*** Opening ENTRIES SUPPLIED ***

PR #532, opened 2025-10-15
afc: apis for getting globally unique channel IDs

gknopf-aranya:
Add APIs for getting globally unique AFC channel IDs.

### DIFF
--- a/crates/aranya-client-capi/src/api/defs.rs
+++ b/crates/aranya-client-capi/src/api/defs.rs
@@ -529,22 +529,20 @@ pub struct AqcBidiChannelId {
 }
 
 #[cfg(feature = "aqc")]
-impl From<aqc::BidiChannelId> for AqcBidiChannelId {
-    fn from(value: aqc::BidiChannelId) -> Self {
+impl From<aranya_daemon_api::AqcBidiChannelId> for AqcBidiChannelId {
+    fn from(value: aranya_daemon_api::AqcBidiChannelId) -> Self {
         Self {
             id: Id {
-                bytes: value.__id.into(),
+                bytes: value.into(),
             },
         }
     }
 }
 
 #[cfg(feature = "aqc")]
-impl From<&AqcBidiChannelId> for aqc::BidiChannelId {
+impl From<&AqcBidiChannelId> for aranya_daemon_api::AqcBidiChannelId {
     fn from(value: &AqcBidiChannelId) -> Self {
-        Self {
-            __id: value.id.bytes.into(),
-        }
+        value.id.bytes.into()
     }
 }
 
@@ -557,22 +555,20 @@ pub struct AqcUniChannelId {
 }
 
 #[cfg(feature = "aqc")]
-impl From<aqc::UniChannelId> for AqcUniChannelId {
-    fn from(value: aqc::UniChannelId) -> Self {
+impl From<aranya_daemon_api::AqcUniChannelId> for AqcUniChannelId {
+    fn from(value: aranya_daemon_api::AqcUniChannelId) -> Self {
         Self {
             id: Id {
-                bytes: value.__id.into(),
+                bytes: value.into(),
             },
         }
     }
 }
 
 #[cfg(feature = "aqc")]
-impl From<&AqcUniChannelId> for aqc::UniChannelId {
+impl From<&AqcUniChannelId> for aranya_daemon_api::AqcUniChannelId {
     fn from(value: &AqcUniChannelId) -> Self {
-        Self {
-            __id: value.id.bytes.into(),
-        }
+        value.id.bytes.into()
     }
 }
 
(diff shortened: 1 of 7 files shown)


gknopf-aranya:
Actually, I think we can work around this by adding the `encap` field to the `AfcUniChannelCreated` effect.

gknopf-aranya:
IDs match now:
```
2025-10-15T23:43:06.958656Z  INFO creating afc send channel
2025-10-15T23:43:06.970339Z  INFO created afc channel: DgiRmgh7KTFZjaH8oUpuisNYmBooSSbPdGww8WiDm4hY
2025-10-15T23:43:06.970360Z  INFO receiving afc recv channel
2025-10-15T23:43:06.972951Z  INFO received afc channel: DgiRmgh7KTFZjaH8oUpuisNYmBooSSbPdGww8WiDm4hY
```

crates/aranya-client-capi/src/api/defs.rs
```diff
@@ -572,6 +572,32 @@ impl From<&AqcUniChannelId> for aranya_daemon_api::AqcUniChannelId {
...
+pub struct AfcChannelId {
+    id: Id,
+}
+
+#[cfg(feature = "afc")]
+impl From<afc::ChannelId> for AfcChannelId {
+    fn from(value: afc::ChannelId) -> Self {
+        Self {
+            id: Id {
+                bytes: value.into(),
```
gknopf-aranya: Doesn't look like we currently have a way to convert the id into bytes

gknopf-aranya: Added conversions for this

djohnson-spideroak (approved):

djohnson-spideroak (approved):

crates/aranya-client/src/afc.rs
```diff
@@ -54,6 +54,41 @@ impl From<Box<[u8]>> for CtrlMsg {
...
+    fn from(id: ChannelId) -> Self {
+        id.0.into()
+    }
+}
+
+impl fmt::Display for ChannelId {
+    fn fmt(&self, f: &mut fmt::Formatter<'_>) -> fmt::Result {
+        std::fmt::Display::fmt(&self.0, f)
+    }
+}
```
jdygert-spok, line 69: Let's follow the same pattern as `aranya_client::DeviceId` etc

crates/aranya-client/src/afc.rs
```diff
@@ -54,6 +54,41 @@ impl From<Box<[u8]>> for CtrlMsg {
     }
 }
 
+/// A globally unique channel ID.
+#[derive(Copy, Clone, Debug)]
+pub struct ChannelId(aranya_daemon_api::AfcGlobalChannelId);
```
jdygert-spok: Should we call it `GlobalChannelId`?

gknopf-aranya: I considered this but since we only expose the global ID via the API and the local ID is an implementation detail, it seems clear as-is.

jdygert-spok: My concern is for us devs and anyone else who looks at the internals. Maybe we should rename the local one to `LocalChannelId`. I guess that's more consistent since most of our IDs are global.

gknopf-aranya: That works for me

crates/aranya-client-capi/src/api/defs.rs
```diff
@@ -529,8 +529,8 @@ pub struct AqcBidiChannelId {
 }
 
 #[cfg(feature = "aqc")]
-impl From<aranya_daemon_api::AqcBidiChannelId> for AqcBidiChannelId {
-    fn from(value: aranya_daemon_api::AqcBidiChannelId) -> Self {
+impl From<aranya_crypto::aqc::BidiChannelId> for AqcBidiChannelId {
+    fn from(value: aranya_crypto::aqc::BidiChannelId) -> Self {
```
jdygert-spok: Oh, the AQC IDs need to be wrapped too.

gknopf-aranya: Ugh, that does appear to be needed. Wrapping them.

crates/aranya-client/src/aqc/api.rs
```diff
@@ -14,6 +16,34 @@ use crate::{
...
+pub struct BidiChannelId {
+    #[doc(hidden)]
+    pub __id: AqcBidiChannelId,
+}
+
+impl Display for BidiChannelId {
+    fn fmt(&self, f: &mut fmt::Formatter<'_>) -> fmt::Result {
+        Display::fmt(&self.__id, f)
+    }
+}
```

*** Closing ENTRIES SUPPLIED ***

### BRIEF:
Find every line in the records that has the string "AfcChannelId", then state how many there are and nothing else.

### RESPONSE:
2